Unterdessen trat Bürgermeister Ole von Beust - unter den Augen und Kameraobjektiven von rund 120 Journalisten und Fotografen aus der ganzen Republik - vor das Bürgerschaftspräsidium und legte seinen Amtseid ab: "Ich schwöre, so wahr mir Gott helfe." Bürgerschaftspräsident Röder wünschte eine "glückliche Hand für die Amtsführung und viel Erfolg im Interesse der Bürger der Stadt". Erste Gratulantin war von Beusts künftige Regierungspartnerin und zu diesem Zeitpunkt noch GAL-Fraktionsvorsitzende Christa Goetsch. Ihr Stellvertreter Jens Kerstan überreichte einen Blumenstrauß mit Rosen und Papageienblumen, von Karl-Heinz Warnholz (CDU) gab es einen schwarz-grünen Schlüssel mit einer Hamburg-Flagge daran. Frank Schira überreichte ein Glas voll mit schwarzen und grünen Gummibärchen.

Nach der Berufung des Senats und dem obligatorischen Gruppenfoto ging es in die zweite Wahlrunde. Die Bürgerschaft stimmte dem vorgeschlagenen Senat mit 67 Ja- und 54 Nein-Stimmen zu. Das war der Moment, als auch Christa Goetsch sich sichtlich entspannte. War sie vorher noch angespannt auf den Gängen hin- und hergelaufen, strahlte sie nun über das ganze Gesicht. "Über die große Zustimmung freue ich mich sehr", sagte Goetsch. Sie freue sich aber genauso auf die bevorstehende Arbeit. "Jetzt kann es losgehen", sagte sie und nahm ebenfalls schwarz-grüne Gummibärchen entgegen.

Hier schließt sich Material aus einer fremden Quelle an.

Issue #7387, opened 2020-08-20
`podman load ... [name:tag]` inconsistencies


vrothberg:
The optional `name:tag` for `podman load` is treated differently among the formats. `docker-archive` will apply it as tag to the loaded image while `oci-archive` seems to try to extract it from the image. Let's try to find a way to untangle the hairy ball and get it consistent (or clearly document the different behaviours).

The man pages need to be more explicit:
> You can also specify a name for the image if the archive does not contain a named reference, of if you want an additional name for the local image.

Mit Christa Goetsch (Bildung) traten von der GAL Anja Hajduk (Stadtentwicklung und Umwelt) und Till Steffen (Justiz), von der CDU Christoph Ahlhaus (Innen), Herlind Gundelach (Wissenschaft), Dietrich Wersich (Soziales), Michael Freytag (Finanzen), Axel Gedaschko (Wirtschaft) sowie die parteilose Karin von Welck (Kultur und Sport) vor das Präsidium, um ihren Amtseid als Senatoren abzulegen. Lediglich Christa Goetsch und Till Steffen verzichteten auf den Zusatz: "... so wahr mir Gott helfe". Die Abgeordneten und Besucher applaudierten. Nur einem war nicht nach Applaus zumute. Mit versteinerter Miene stand der ehemalige Justizsenator Carsten Lüdemann (CDU) regungslos in der Senatsloge und betrachtete die Vereidigung seines Amtsnachfolgers scheinbar wehmütig.

Und dann kam der große Moment für den neuen schwarz-grünen Senat. Zum ersten Mal durften die Senatoren auf der Senatsbank Platz nehmen. Dabei ging es betont freundlich zu. Besonders bemühte sich Michael Freytag um die Neulinge neben sich. Christa Goetsch rückte er, ganz Gentlemen, den Stuhl zurecht. Mit Anja Hajduk begann er gleich angeregt zu plaudern. Damit endete die Feierlichkeit, und der Alltag begann. Thema der Aktuellen Stunde: die Krawalle am 1. Mai.